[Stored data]

=== Section Start ===

Issue #254, opened 2019-02-15
Fix summary link naming


lukpueh:
**Description of issue or feature request**:
As per the [specification](https://github.com/in-toto/docs/blob/master/in-toto-spec.md#451-artifact-rules-in-sublayouts), *"when using sublayouts, the artifact rules that apply to the equivalent step [in the super-layout] are applied to the materials of the first [...] and the products of the last step of the sublayout"*.   To achieve this we [create summary links](https://github.com/in-toto/in-toto/blob/v0.2.3/in_toto/verifylib.py#L1367) for sublayouts to be used for artifact rule verification in the super layout. 

To locate a link during artifact rule verification, we use its corresponding name. E.g. for some step of the super layout, whose artifacts should match the products of a sublayout, pertaining to a step `foo`, a rule could be:  `MATCH * WITH PRODUCTS FROM foo`.

However, currently we assign the [name of the sublayout's first step](https://github.com/in-toto/in-toto/blob/v0.2.3/in_toto/verifylib.py#L1412) to its summary link, which besides posing a problem for match rules, is semantically inaccurate and may lead to namespace collisions (duplicate step names). 

Kudos to @aditya for pointing out that [the summary link naming seemed off](https://github.com/in-toto/in-toto-golang/blob/ba65c84a773271d05c16d1d0a718e98f1bbeeee2/in_toto/verifylib.go#L554-L562). 

**Current behavior**:
- Summary links for sublayouts are assigned the name of its (the sublayout's) first step
- Artifact rule verification for layouts with sublayouts is not tested

**Expected behavior**:
- Summary links for sublayouts should be assigned the name of the corresponding step in the super-layout
- Add tests

adityasaky:
I'm working on a fix for this on the golang repository and can probably apply it here too.

adityasaky:
in-toto/in-toto-golang#19 fixes this issue. I'll apply a similar fix here shortly.

adityasaky:
This can be closed now.

PR #256, opened 2019-02-25
Fix summary link naming

adityasaky:
that is provided, the better.

**Fixes issue #**: #254 

I've implemented the same fix used in the golang repository - see in-toto/in-toto-golang#19.

### DIFF
--- a/in_toto/verifylib.py
+++ b/in_toto/verifylib.py
@@ -1432,7 +1432,7 @@ def verify_sublayouts(layout, chain_link_dict, superlayout_link_dir_path):
   return chain_link_dict
 
 
-def get_summary_link(layout, reduced_chain_link_dict, step_name):
+def get_summary_link(layout, reduced_chain_link_dict, name):
   """
   <Purpose>
     Merges the materials of the first step (as mentioned in the layout)
@@ -1455,9 +1455,8 @@ def get_summary_link(layout, reduced_chain_link_dict, step_name):
               <link name> : <Metablock containing a Link object>,
               ...
             }
-    step_name:
-            The step that the layout corresponds to, only used in sublayout
-            verification.
+    name:
+            The name that the summary link will be associated with.
 
   <Exceptions>
     None.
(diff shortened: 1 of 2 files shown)


trishankatdatadog:
What is a "summary link?" First time I ever heard about it.

adityasaky:
Summary links are used during sublayout verification  - a link summarizes the steps in the sublayout and takes its place. Right now, the name of a summary link is set as the name of the first link of the sublayout. When I was working on in-toto/in-toto-golang, @lukpueh and I realized this could be a potential problem, and this is a simple fix to use the corresponding step name instead. See: #254

in_toto/verifylib.py
```diff
@@ -1455,6 +1455,9 @@ def get_summary_link(layout, reduced_chain_link_dict):
               <link name> : <Metablock containing a Link object>,
               ...
             }
+    step_name:
+            The step that the layout corresponds to, only used in sublayout
+            verification.
```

=== Section End ===

▶ _Exercise directions_: Please reply with an exact copy of the lines above, starting at the first and ending at the line that holds "the super layout.".

▶ _Response to this task_:
Issue #254, opened 2019-02-15
Fix summary link naming


lukpueh:
**Description of issue or feature request**:
As per the [specification](https://github.com/in-toto/docs/blob/master/in-toto-spec.md#451-artifact-rules-in-sublayouts), *"when using sublayouts, the artifact rules that apply to the equivalent step [in the super-layout] are applied to the materials of the first [...] and the products of the last step of the sublayout"*.   To achieve this we [create summary links](https://github.com/in-toto/in-toto/blob/v0.2.3/in_toto/verifylib.py#L1367) for sublayouts to be used for artifact rule verification in the super layout. 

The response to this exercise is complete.